MOTHER MIRACLE INTERNATIONAL SCHOOL
Notes of Ch 1 How, When and Where| Class 8th History
How Important are Dates?
• Earlier, history was synonymous with dates.
• History is about finding out how things were in the past and how things have changed.
• Previously, history was an account of battles and big events such as:
→ The year a king was crowned.
→ The year he was married and had a child.
→ The year he fought a particular war or battle.
→ The year he died.
→ The year the next ruler succeeded to the throne.
• Now, historians look more towards why and how things happen and not on when
things happened.
Which dates?
• The dates we select become vital because we focus on a particular set of
events as important.
• If the focus of study changes, a new set of dates will appear significant.
How do we periodise?
• We divide history into different periods in an attempt to capture the
characteristics of a time, its central features as they appear to us.
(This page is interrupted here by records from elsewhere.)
PR #2407, opened 2019-08-12
BackYourStack dispatcher

znarf:
Continuing from https://github.com/opencollective/opencollective-api/pull/2153

### DIFF
--- a/server/lib/backyourstack/dispatcher.js
+++ b/server/lib/backyourstack/dispatcher.js
@@ -41,17 +41,28 @@ export async function dispatchFunds(order) {
   });
   const shareableAmount = transaction.netAmountInCollectiveCurrency;
   const jsonUrl = order.data.customData.jsonUrl;
-  let depRecommendation;
+  const collectives = [];
+  let depRecommendations;
 
   try {
-    depRecommendation = await fetchDependencies(jsonUrl);
+    depRecommendations = await fetchDependencies(jsonUrl);
   } catch (err) {
     debug('Error fetching dependcies', err);
     console.error(err);
     throw new Error('Unable to fetch dependencies, please ensure the url is correct');
   }
 
-  const sumOfWeights = depRecommendation.reduce((sum, dependency) => dependency.weight + sum, 0);
+  for (const depRecommended of depRecommendations) {
+    const collective = await models.Collective.findOne({ where: { slug: depRecommended.opencollective.slug } });
+    if (!collective) {
+      console.log(`Unable to fetch collective with slug ${depRecommended.opencollective.slug}`);
+      return;
+    }
+    collective.totalAmount = computeAmount(shareableAmount, sumOfWeights, depRecommended.weight);
+    collectives.push(collective);
+  }
+
+  const sumOfWeights = collectives.reduce((sum, dependency) => dependency.weight + sum, 0);
   let HostCollectiveId;
   if (!order.collective) {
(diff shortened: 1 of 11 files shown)


server/lib/backyourstack/dispatcher.js
```diff
@@ -0,0 +1,120 @@
...
+    type: 'prepaid',
+    uuid: uuidV4(),
+    data: { HostCollectiveId },
+  });
+
+  return map(
+    depRecommendation,
+    async dependency => {
+      // Check if the collective is avaliable
+      const collective = await models.Collective.findOne({ where: { slug: dependency.opencollective.slug } });
```
znarf: @flickz this should be refactored so we filter existing collectives before. The goal is to compute `sumOfWeights` only after the collectives are filtered.

flickz: I've updated this now

server/lib/backyourstack/dispatcher.js
```diff
@@ -0,0 +1,123 @@
...
+    debug('Error fetching dependcies', err);
+    console.error(err);
+    throw new Error('Unable to fetch dependencies, please ensure the url is correct');
+  }
+
+  for (const depRecommended of depRecommendations) {
+    const collective = await models.Collective.findOne({ where: { slug: depRecommended.opencollective.slug } });
+    if (!collective) {
+      console.log(`Unable to fetch collective with slug ${depRecommended.opencollective.slug}`);
+      return;
```
znarf: Have you rely tried that?

server/lib/backyourstack/dispatcher.js
```diff
@@ -0,0 +1,123 @@
...
+    }
+    collective.totalAmount = computeAmount(shareableAmount, sumOfWeights, depRecommended.weight);
```
znarf: Is `sumOfWeights` defined at this point?

server/lib/backyourstack/dispatcher.js
```diff
@@ -0,0 +1,123 @@
...
+        CreatedByUserId: order.CreatedByUserId,
+        FromCollectiveId: order.FromCollectiveId,
+        CollectiveId: collective.id,
+        quantity: order.quantity,
+        description: `Monthly donation to ${collective.name} through BackYourStack`,
+        totalAmount: collective.totalAmount,
+        currency: order.currency,
+        status: status.PENDING,
+      };
+      delete collective.totalAmount;
```
znarf: What's the purpose of that?

server/paymentProviders/opencollective/prepaid.js
```diff
@@ -80,9 +80,17 @@ async function processOrder(order) {
     throw new Error("This payment method doesn't have enough funds to complete this order");
   }
 
+  let hostFeeInHostCurrency, platformFeeInHostCurrency;
+
+  if (options.skipPlatformFee && options.skipHostFee) {
```
znarf: That doesn't make sense. You should handle these properties individually.

server/lib/backyourstack/dispatcher.js
znarf: This needs to be addressed.

server/paymentProviders/opencollective/prepaid.js
flickz: Oh thought they were together. I'll change it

British classification of Indian History
• In 1817, James Mill, a Scottish economist and political philosopher, in his
book 'A History of British India' divided Indian history into three periods:
→ Hindu
→ Muslim
→ British
• According to Mill, all Asian societies were at a lower level of civilisation
than Europe.
Another Classification of Indian history
• Historians have usually divided Indian history into ‘ancient’, ‘medieval’ and
‘modern’.
• This division too has its problems.
→ Because this periodisation is borrowed from the West where the modern
period was associated with the growth of all the forces of modernity – science,
reason, democracy, liberty and equality.
→ Medieval was a term used to describe a society where these features of modern
society did not exist.
• Many historians refers British rule period as ‘colonial’ because in
this rule:
→ People did not have equality, freedom or liberty.
→ No economic growth and progress took place.
What is colonial?
• The British came to conquer the country and establish their rule, subjugating
local nawabs and rajas.
• British established control over the economy and society, collected revenue
to meet all their expenses, bought the goods they wanted at low prices,
produced crops they needed for export
• British rule brought about in values and tastes, customs and practices.
• When the
subjugation of one country by another leads to these kinds of political,
economic, social and cultural changes, we refer to the process as colonisation.
How do We Know?
• Historians used various sources in writing about the modern history of India
or last 250 years of Indian history.
Administration produces records
• The official records of the British administration are one of the important
sources.
• Every instruction, plan, policy decision, agreement, investigation was
written as British believed that the act of writing was important.
• British set up record rooms attached to all administrative institutions as
they felt that all important documents and letters needed to be carefully
preserved.
Surveys become important
• The British believed that a country had to be properly known before it could
be effectively administered, therefore, practice of surveying became common
under the colonial administration.
• By the early nineteenth century detailed surveys were being carried out to
map the entire country.
• In the villages, revenue surveys were conducted to know the topography, the
soil quality, the flora, the fauna, the local histories, and the cropping
pattern.
• From the end of the nineteenth century, Census operations were held every ten
years which provide
detailed records of the number of people in all the provinces of India, noting
information on castes,
religions and occupation.
• Other surveys such as botanical surveys, zoological surveys, archaeological
surveys, anthropological surveys, forest surveys also done.
What official records do not tell
• Official records do not tell what other people in the country felt, and what
lay behind their actions.
• We need to look these things in unofficial records which are more
difficult to get than official records.
• Sources of Unofficial records:
→ Diaries of people
→ Accounts of pilgrims and travellers
→ Autobiographies of important personalities
→ Popular booklets in the local bazaars
→ Newspapers
→ Written ideas of Leaders and reformers
→ Written records of poets and novelists.
Limitation of Unofficial records
• They were produced by those who were literate.
• From these, we can't understand how history was experienced and lived by the
tribals and the peasants, the workers in the mines or the poor on the streets.